Ocean Tracking Network
- Headquarters: Halifax, Nova Scotia, Canada
- Area served: Most of Canada
- Key people: Sara Iverson
- Website: https://oceantrackingnetwork.org

= Ocean Tracking Network =

Global network research and monitoring efforts to study fish migration

The Ocean Tracking Network (OTN) is a global network research and monitoring effort using implanted acoustic transmitters to study fish migration patterns. It is based at Dalhousie University in Nova Scotia. The technology used by the Ocean Tracking Network comes from the Pacific Ocean Shelf Tracking Project (POST) and the Tagging of Pacific Pelagics (TOPP) project.

== History ==
The Ocean Tracking Network (OTN) began at Dalhousie University in 2008. Sara Iverson is the current science director of OTN.

== Operations ==
OTN operates a fleet of autonomous vehicles—Teledyne Webb Slocum gliders and Liquid Robotics Wave Gliders. The TWS gliders are electrically powered and collect physical, biological and chemical information. The LRW glides are solar and wave powered. They each gather data on weather and sea surface conditions.

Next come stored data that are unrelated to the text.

PR #2761, opened 2016-02-08
Split CSMH configuration

fredsmith:


feanil:
There needs to be an update to edxlocal to make sure this DB exists.

e0d:
@fredsmith should this be closed?

PR #2763, opened 2016-02-08
Remove ruby from jenkins-workers.

benpatterson:
@feanil @ormsbee @jibsheet @cpennington 

Also planning to run a packer build once I get stuff wired into edx-platform.

Note this change includes an improvement to allow us to build the venv based on a specific edx-platform branch. That'll help with testing this and similar kinds of changes.

PR #2767, opened 2016-02-09
Benp/remove ruby jenkins worker

benpatterson:
See #2763


benpatterson:
Also verified on packer builds against the related edx-platform branch.

feanil:
:+1:

PR #2780, opened 2016-02-16
OPS-1327 Allow User to specify the lifetime of the sandbox when creating

arbabnazar:

Reference:

http://xxxxx.edx.org:8080/job/ansible-provision-2/2/console

### DIFF
--- a/util/jenkins/ansible-provision.sh
+++ b/util/jenkins/ansible-provision.sh
@@ -37,7 +37,13 @@ run_ansible() {
 }
 
 # This DATE_TIME will be used as instance launch time tag
-TERMINATION_DATE_TIME=`date +"%m-%d-%Y %T" --date="-7 days ago"`
+if [[ ! -n ${sandbox_life//[0-9]/} ]]  && [[ ${sandbox_life} -le 30 ]]; then
+    TERMINATION_DATE_TIME=`date +"%m-%d-%Y %T" --date "${sandbox_life=7} days"`
+else
+   echo "Please enter the valid value for the sandbox_life(between 1 to 30)"
+   exit 1
+fi
+
 
 if [[ -z $BUILD_USER ]]; then
     BUILD_USER=jenkins


util/jenkins/ansible-provision.sh
```diff
@@ -37,7 +37,7 @@ run_ansible() {
 }
 
 # This DATE_TIME will be used as instance launch time tag
-TERMINATION_DATE_TIME=`date +"%m-%d-%Y %T" --date="-7 days ago"`
+TERMINATION_DATE_TIME=`date +"%m-%d-%Y %T" --date="-${sandbox_life} days ago"`
```
feanil: We should set a default for this if it is not set.  `if [[ -z $sandbox_life ]]`

maxrothman: Actually, that will also fail if `sandbox_life` isn't defined. You could quote it, e.g. `[[ -z "$sandbox_life" ]]`, but I think the better option would be to use `${sandbox_life-default}` ([ref](http://www.tldp.org/LDP/abs/html/parameter-substitution.html#PARAMSUBREF)). If `sandbox_life` is used elsewhere in the script, you might instead want to use `${sandbox_life=default}`.

arbabnazar:
We have default value of it( 8 days) from jenkins. Thanks

arbabnazar:
@e0d kindly review it, I have added the validation check for the number of days. Thanks

arbabnazar:
@feanil can you please review this, the default value of this variable will come from here:
screen shot 2016-02-17 at 5 58 14 pm
Thanks,

util/jenkins/ansible-provision.sh
```diff
@@ -37,7 +37,13 @@ run_ansible() {
 }
 
 # This DATE_TIME will be used as instance launch time tag
-TERMINATION_DATE_TIME=`date +"%m-%d-%Y %T" --date="-7 days ago"`
+if [[ ! -n ${sandbox_life//[0-9]/} ]]  && [[ ${sandbox_life} -le 30 ]]; then
+    TERMINATION_DATE_TIME=`date +"%m-%d-%Y %T" --date="-${sandbox_life} days ago"`
```
fredsmith: this wording is confusing to read - why not just say "${sandbox_life} days"?

```
$ date +"%m-%d-%Y %T" --date "8 days"
02-25-2016 08:57:55
```

arbabnazar:
@fredsmith fix the message, kindly review. Thanks

maxrothman:
As per @feanil's previous comment, there should be a default if `sandbox_life` is not set.

arbabnazar:

maxrothman:
@arbabnazar as per my previous comment, you can get rid of the if-statement if you use `${sandbox_life-default}` or `${sandbox_life=default}`.

arbabnazar:
fixed, thanks for the tips @maxrothman

maxrothman:
:+1:

util/jenkins/ansible-provision.sh
```diff
@@ -37,7 +37,13 @@ run_ansible() {
 }
 
 # This DATE_TIME will be used as instance launch time tag
-TERMINATION_DATE_TIME=`date +"%m-%d-%Y %T" --date="-7 days ago"`
+if [[ ! -n ${sandbox_life//[0-9]/} ]]  && [[ ${sandbox_life} -le 30 ]]; then
+    TERMINATION_DATE_TIME=`date +"%m-%d-%Y %T" --date="-${sandbox_life:-7} days"`
```
fredsmith: you took out the 'ago', but you left the negative.  This won't do what you want.

Also, your default has a negative in it, and you're prefixing your string with a negative, so make sure you get rid of both.

arbabnazar:
@fredsmith thanks, I have fixed it as per your suggestion.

Additionally, OTN maintains a rental fleet of Innovasea Vemco acoustic receiver units for use by those in academia, government, non-profits and industry.

== Funding ==
The program received an initial $35 million in funding to support global monitoring infrastructure, governance, and operations from the Canadian Foundation for Innovation’s (CFI) International Joint Venture Fund (IJVF), and in 2022 received an additional $38.5 million in funding.The Natural Sciences and Engineering Research Council of Canada (NSERC) gave $10 million in network funding; and additional funding was received from the Social Sciences and Humanities Research Council (SSHRC) and international partnerships.

OTN and the Prince William Sound Science Center formed a partnership in 2013, to support the science center’s Pacific Ocean Shelf Tracking (POST) project.

== Partnerships ==
The European Tracking Network (ETN) is a main partner of the OTN.